# EXERCISE DIRECTIONS
Render every entry exactly as it appears.

[Opening RECORD EXTRACTS section]

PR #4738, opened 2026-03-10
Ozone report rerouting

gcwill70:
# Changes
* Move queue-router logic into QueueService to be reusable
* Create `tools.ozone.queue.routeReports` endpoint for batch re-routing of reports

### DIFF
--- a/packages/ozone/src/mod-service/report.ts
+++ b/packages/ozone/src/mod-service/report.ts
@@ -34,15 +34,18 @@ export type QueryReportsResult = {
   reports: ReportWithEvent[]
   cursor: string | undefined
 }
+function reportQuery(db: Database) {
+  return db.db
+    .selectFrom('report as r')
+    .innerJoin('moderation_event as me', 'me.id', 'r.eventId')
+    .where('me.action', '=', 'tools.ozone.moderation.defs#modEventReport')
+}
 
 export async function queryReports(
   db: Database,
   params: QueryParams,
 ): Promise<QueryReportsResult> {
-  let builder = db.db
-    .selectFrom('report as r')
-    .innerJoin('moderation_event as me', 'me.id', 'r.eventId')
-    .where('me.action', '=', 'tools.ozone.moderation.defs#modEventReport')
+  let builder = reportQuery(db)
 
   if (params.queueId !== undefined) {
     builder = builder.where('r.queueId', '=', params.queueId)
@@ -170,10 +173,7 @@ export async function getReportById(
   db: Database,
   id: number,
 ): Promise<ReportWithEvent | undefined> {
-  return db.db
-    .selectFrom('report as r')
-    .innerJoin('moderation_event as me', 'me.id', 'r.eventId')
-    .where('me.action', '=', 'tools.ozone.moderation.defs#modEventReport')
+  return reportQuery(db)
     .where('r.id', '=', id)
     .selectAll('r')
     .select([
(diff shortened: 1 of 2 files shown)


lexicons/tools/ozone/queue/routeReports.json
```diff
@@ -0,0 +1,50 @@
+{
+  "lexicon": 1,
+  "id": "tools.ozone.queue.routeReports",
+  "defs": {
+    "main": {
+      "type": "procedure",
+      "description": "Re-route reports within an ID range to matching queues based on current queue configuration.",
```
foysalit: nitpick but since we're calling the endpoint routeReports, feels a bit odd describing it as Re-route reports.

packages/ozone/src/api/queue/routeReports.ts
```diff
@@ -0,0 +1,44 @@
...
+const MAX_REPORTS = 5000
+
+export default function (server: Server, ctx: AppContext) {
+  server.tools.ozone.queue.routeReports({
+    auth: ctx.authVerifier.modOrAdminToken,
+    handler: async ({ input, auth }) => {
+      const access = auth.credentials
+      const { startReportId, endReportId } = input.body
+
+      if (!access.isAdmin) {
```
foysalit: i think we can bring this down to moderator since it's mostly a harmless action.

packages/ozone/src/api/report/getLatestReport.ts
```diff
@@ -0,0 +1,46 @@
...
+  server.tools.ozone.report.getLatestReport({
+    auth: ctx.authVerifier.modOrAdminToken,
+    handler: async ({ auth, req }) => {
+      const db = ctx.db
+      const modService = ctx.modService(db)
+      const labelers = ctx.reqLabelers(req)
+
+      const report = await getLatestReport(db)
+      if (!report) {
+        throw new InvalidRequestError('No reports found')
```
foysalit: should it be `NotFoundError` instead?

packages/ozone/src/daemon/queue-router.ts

[Closing RECORD EXTRACTS section]

# ANSWER BELOW
PR #4738, opened 2026-03-10
Ozone report rerouting

gcwill70:
# Changes
* Move queue-router logic into QueueService to be reusable
* Create `tools.ozone.queue.routeReports` endpoint for batch re-routing of reports

### DIFF
--- a/packages/ozone/src/mod-service/report.ts
+++ b/packages/ozone/src/mod-service/report.ts
@@ -34,15 +34,18 @@ export type QueryReportsResult = {
   reports: ReportWithEvent[]
   cursor: string | undefined
 }
+function reportQuery(db: Database) {
+  return db.db
+    .selectFrom('report as r')
+    .innerJoin('moderation_event as me', 'me.id', 'r.eventId')
+    .where('me.action', '=', 'tools.ozone.moderation.defs#modEventReport')
+}
 
 export async function queryReports(
   db: Database,
   params: QueryParams,
 ): Promise<QueryReportsResult> {
-  let builder = db.db
-    .selectFrom('report as r')
-    .innerJoin('moderation_event as me', 'me.id', 'r.eventId')
-    .where('me.action', '=', 'tools.ozone.moderation.defs#modEventReport')
+  let builder = reportQuery(db)
 
   if (params.queueId !== undefined) {
     builder = builder.where('r.queueId', '=', params.queueId)
@@ -170,10 +173,7 @@ export async function getReportById(
   db: Database,
   id: number,
 ): Promise<ReportWithEvent | undefined> {
-  return db.db
-    .selectFrom('report as r')
-    .innerJoin('moderation_event as me', 'me.id', 'r.eventId')
-    .where('me.action', '=', 'tools.ozone.moderation.defs#modEventReport')
+  return reportQuery(db)
     .where('r.id', '=', id)
     .selectAll('r')
     .select([
(diff shortened: 1 of 2 files shown)


lexicons/tools/ozone/queue/routeReports.json
```diff
@@ -0,0 +1,50 @@
+{
+  "lexicon": 1,
+  "id": "tools.ozone.queue.routeReports",
+  "defs": {
+    "main": {
+      "type": "procedure",
+      "description": "Re-route reports within an ID range to matching queues based on current queue configuration.",
```
foysalit: nitpick but since we're calling the endpoint routeReports, feels a bit odd describing it as Re-route reports.

packages/ozone/src/api/queue/routeReports.ts
```diff
@@ -0,0 +1,44 @@
...
+const MAX_REPORTS = 5000
+
+export default function (server: Server, ctx: AppContext) {
+  server.tools.ozone.queue.routeReports({
+    auth: ctx.authVerifier.modOrAdminToken,
+    handler: async ({ input, auth }) => {
+      const access = auth.credentials
+      const { startReportId, endReportId } = input.body
+
+      if (!access.isAdmin) {
```
foysalit: i think we can bring this down to moderator since it's mostly a harmless action.

packages/ozone/src/api/report/getLatestReport.ts
```diff
@@ -0,0 +1,46 @@
...
+  server.tools.ozone.report.getLatestReport({
+    auth: ctx.authVerifier.modOrAdminToken,
+    handler: async ({ auth, req }) => {
+      const db = ctx.db
+      const modService = ctx.modService(db)
+      const labelers = ctx.reqLabelers(req)
+
+      const report = await getLatestReport(db)
+      if (!report) {
+        throw new InvalidRequestError('No reports found')
```
foysalit: should it be `NotFoundError` instead?

packages/ozone/src/daemon/queue-router.ts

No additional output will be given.